= REQUIREMENT =
Look through the entries below and return all lines including the word "Getenv".

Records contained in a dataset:
=-=-=
PR #1294, opened 2025-10-07
mcp: configure heartbeats to be less chatty

nacx:
**Description**

We were emitting heartbeats every 1s and that was very chatty, especially when we're generating traces for each heartbeat. This PR:

* Makes the heartbeat configurable and allows even disabling it by setting the `MCP_PROXY_HEARTBEAT_INTERVAL=0`.
* Changes the default heartbeat interval to 1 minute.
* Eagerly sends an initial ping to tackle the Goose issue. With this, heartbeats can be disabled and Goose works fine as well.

N/A

N/A

### DIFF
--- a/examples/mcp/agent.py
+++ b/examples/mcp/agent.py
@@ -21,6 +21,7 @@
 #     "openai-agents",
 #     "httpx",
 #     "mcp",
+#     "elastic-opentelemetry",
 #     "openinference-instrumentation-openai-agents",
 #     "opentelemetry-instrumentation-httpx",
 #     "openinference-instrumentation-mcp",
@@ -42,32 +43,28 @@ from agents import (
     OpenAIProvider,
     RunConfig,
     Runner,
-    Tool,
 )
-from agents.mcp import MCPServerStreamableHttp, MCPUtil
+from agents.mcp import MCPServer, MCPServerStreamableHttp, MCPUtil
 
-
-async def run_agent(prompt: str, model_name: str, tools: list[Tool]):
-    model = OpenAIProvider(use_responses=False).get_model(model_name)
-    agent = Agent(name="Assistant", model=model, tools=tools)
-    result = await Runner.run(
-        starting_agent=agent,
-        input=prompt,
-        run_config=RunConfig(workflow_name="envoy-ai-gateway"),
-    )
-    print(result.final_output)
+# Uncomment the following lines to enable agent verbose logging
+# from agents import enable_verbose_stdout_logging
+# enable_verbose_stdout_logging()
 
 
 async def main(prompt: str, model_name: str, mcp_url: str):
-    if not mcp_url:
-        await run_agent(prompt, model_name, [])
-        return
-
-    async with MCPServerStreamableHttp({"url": mcp_url,"timeout": 300.0},cache_tools_list=True) as server:
-        tools = await server.list_tools()
-        util = MCPUtil()
-        tools = [util.to_function_tool(tool, server, False) for tool in tools]
-        await run_agent(prompt, model_name, tools)
+    async with MCPServerStreamableHttp(
+        name="Envoy AI Gateway MCP",
+        params={"url": mcp_url, "timeout": 300},
+        cache_tools_list=True,
+    ) as server:
+        model = OpenAIProvider(use_responses=False).get_model(model_name)
+        agent = Agent(name="Assistant", model=model, mcp_servers=[server])
+        result = await Runner.run(
+            starting_agent=agent,
+            input=prompt,
+            run_config=RunConfig(workflow_name="Envoy AI Gateway Example"),
+        )
+        print(result.final_output)
 
 
 if __name__ == "__main__":


internal/mcpproxy/session.go
```diff
@@ -218,6 +239,27 @@ func (s *session) streamNotifications(ctx context.Context, w http.ResponseWriter
...
 
+// defaultHeartbeatInterval is the default heartbeat interval if the MCP_HEARTBEAT_INTERVAL environment variable is not set or invalid.
+// This is set as a variable and not a constant to let the tests modify it.
+var defaultHeartbeatInterval = 1 * time.Minute
+
+// getHeartbeatInterval returns the heartbeat interval configured via the MCP_HEARTBEAT_INTERVAL environment variable.
+// If the environment variable is not set or invalid, it returns the default value of 1 minute.
+// This value is intentionally hidden under an environment variable as it is unclear if it is generally useful.
+func (s *session) getHeartbeatInterval() time.Duration {
+	heartbeatIntervalStr := os.Getenv("MCP_PROXY_HEARTBEAT_INTERVAL")
```
zirain: would it be better to do this when proxy init?

nacx: For now, since this setting is experimental, I wanted to have it as isolated as possible, without promoting a "proper config knob" elsewhere in the codebase. I think it is OK to read the env var every time (performance is negligible) until we have more clarity on the right defaults and if this is a useful setting or not.

mathetake: then i would put this at least in func init() right above this function

```

func Getenv(key string) (value string, found bool) {
	copyenv()
	if len(key) == 0 {
		return "", false
	}

	envLock.RLock()
	defer envLock.RUnlock()

```

Getenv takes a global lock which I don't think we want in the request path as much as possible

nacx: Done

nacx:
The `TestMCP/custom_write_timeout/ToolCountDown/custom_write_timeout` test is failing in this pull request.
What the test "tried to test" is the reconnection from the MCP client, by setting a small `writeTimeout = 2*time.Second` on the server, and assumes clients would reconnect and resume the connection.

This execution path, though, **was never exercised** because the heartbeats were every 1 second, causing the server to never reach the `writeTimeout`, and client reconnections never happened -> the test is not testing what it's trying to test with the custom `writeTimeout`.

This PR changes the default heartbeat interval to 1 minute (effectively making heartbeats not happen for this test, as it uses a 2-second writeTimeout), and this should trigger the desired behavior. However, reaching the `writeTimeout` **doesn't seem to close the connection** and the MCP client reconnection logic is not triggered, and the test simply times out.

I've added more logs to highlight the situation:

```
=== RUN   TestMCP/custom_write_timeout/ToolCountDown/custom_write_timeout
2025/10/08 11:01:52 MCP SERVER connection [new] 127.0.0.1:55919 -> 127.0.0.1:55901
2025/10/08 11:01:52 MCP SERVER connection [active] 127.0.0.1:55919 -> 127.0.0.1:55901
2025/10/08 11:01:52 MCP SERVER connection [idle] 127.0.0.1:55919 -> 127.0.0.1:55901
2025/10/08 11:01:52 MCP SERVER connection [new] 127.0.0.1:55922 -> 127.0.0.1:55901
2025/10/08 11:01:52 MCP SERVER connection [active] 127.0.0.1:55922 -> 127.0.0.1:55901
2025/10/08 11:01:52 MCP SERVER connection [idle] 127.0.0.1:55922 -> 127.0.0.1:55901
2025/10/08 11:01:52 MCP SERVER connection [active] 127.0.0.1:55919 -> 127.0.0.1:55901
    env.go:247: created new MCP session with ID  lqciHIDFLBX30JywisPpjmH2LVBWbfPwZUKvnMyfAFOjUyDJtUR9PEwMqVDkpcMGYh+yqBwEEcSvOh/hCUrfHwyXD93wpXEltW2ez68zr3zTapBjPc/bnZUZVEMOsDjx+ZWz9Qnmqb5Ts1jez2XrAJj5UD4M9MEBJ7Rx/vCDxsmEE/wuDXhuznSczVwFovGUg3tXhqDBy5+BnHNHQZYIIhuzjM7Xiw== , first span:  trace_id:"\x8eQ\xda\xdcJ\xa8\x0f\xf5i\x07\xe9!\xb4!ZN"  span_id:"+b{w񩦼"  flags:256  name:"mcp.request"  kind:SPAN_KIND_CLIENT  start_time_unix_nano:1759914112798257000  end_time_unix_nano:1759914112812874667  attributes:{key:"mcp.protocol.version"  value:{string_value:"2025-06-18"}}  attributes:{key:"mcp.transport"  value:{string_value:"http"}}  attributes:{key:"mcp.request.id"  value:{string_value:"{1}"}}  attributes:{key:"mcp.method.name"  value:{string_value:"initialize"}}  attributes:{key:"mcp.client.name"  value:{string_value:"demo-http-client"}}  attributes:{key:"mcp.client.title"  value:{string_value:""}}  attributes:{key:"mcp.client.version"  value:{string_value:"0.1.0"}}  events:{time_unix_nano:1759914112800489000  name:"route to backend"  attributes:{key:"mcp.backend.name"  value:{string_value:"dumb-mcp-backend"}}  attributes:{key:"mcp.session.id"  value:{string_value:"5GNMQPZNVPFOATH7QJASXVPHOG"}}  attributes:{key:"mcp.session.new"  value:{bool_value:true}}}  events:{time_unix_nano:1759914112800603000  name:"route to backend"  attributes:{key:"mcp.backend.name"  value:{string_value:"default-mcp-backend"}}  attributes:{key:"mcp.session.id"  value:{string_value:"Q5DATCXHFRXX54YW4N7J25A32U"}}  attributes:{key:"mcp.session.new"  value:{bool_value:true}}}  status:{code:STATUS_CODE_OK}
2025/10/08 11:01:52 MCP SERVER connection [new] 127.0.0.1:55929 -> 127.0.0.1:55901
2025/10/08 11:01:52 MCP SERVER connection [active] 127.0.0.1:55929 -> 127.0.0.1:55901
2025/10/08 11:01:52 MCP SERVER connection [idle] 127.0.0.1:55929 -> 127.0.0.1:55901
2025/10/08 11:01:52 MCP SERVER connection [active] 127.0.0.1:55929 -> 127.0.0.1:55901
2025/10/08 11:01:52 MCP SERVER connection [idle] 127.0.0.1:55929 -> 127.0.0.1:55901
    mcp_test.go:275: Receive progress n=0
    mcp_test.go:275: Receive progress n=1
    mcp_test.go:275: Receive progress n=2
    mcp_test.go:275: Receive progress n=3
    mcp_test.go:272: timeout waiting for progress notification
2025/10/08 11:02:04 MCP SERVER connection [active] 127.0.0.1:55929 -> 127.0.0.1:55901
2025/10/08 11:02:04 MCP SERVER connection [idle] 127.0.0.1:55929 -> 127.0.0.1:55901
--- FAIL: TestMCP/custom_write_timeout/ToolCountDown/custom_write_timeout (11.70s)
2025/10/08 11:02:04 MCP SERVER connection [closed] 127.0.0.1:55922 -> 127.0.0.1:55901
2025/10/08 11:02:04 MCP SERVER connection [closed] 127.0.0.1:55929 -> 127.0.0.1:55901
```

The server write timeout is reached at the time of `Receive progress n=3`, but the connection is not closed, and the client doesn't attempt to reconnect. The test fails, and we can see the connection closing as part of the test teardown, where we call `session.Close()`.

With this:

* The existing test is not adding any value because it was not testing what it apparently was pretending to test.
* I haven't found a way to force a disconnect in the tests to refactor them in a way that we could exercise the path the test pretended to exercise.

@mathetake What would be the best path forward? Do we want to hold this PR until we figure out how to test reconnections? (I'd rather tackle this in another PR as the test issues are not really related to the feature in this PR; this PR just showcased a deficiency in a test).

tests/extproc/mcp/mcp_test.go
```diff
@@ -79,15 +79,6 @@ func TestMCP_forceJSONResponse(t *testing.T) {
...
 }
 
-func TestMCP_customWriteTimeout(t *testing.T) {
-	env := requireNewMCPEnv(t, false, 2*time.Second, defaultMCPPath)
-	for _, tc := range tests {
-		t.Run(tc.name+"/custom_write_timeout", func(t *testing.T) {
-			tc.testFn(t, env)
-		})
-	}
-}
```
nacx, line 89: Discussed with @mathetake in the context of https://github.com/envoyproxy/ai-gateway/pull/1294#issuecomment-3380610707 and decided to remove the test for now.

Using `writeTimeout` to achieve what this test tried to achieve is not the right approach and this test is doing nothing now, so it makes no sense to preserve it. Reconnection tests will need to be tackled differently.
=-=-=
= SOLUTION TO THIS TASK =
+	heartbeatIntervalStr := os.Getenv("MCP_PROXY_HEARTBEAT_INTERVAL")
func Getenv(key string) (value string, found bool) {
Getenv takes a global lock which I don't think we want in the request path as much as possible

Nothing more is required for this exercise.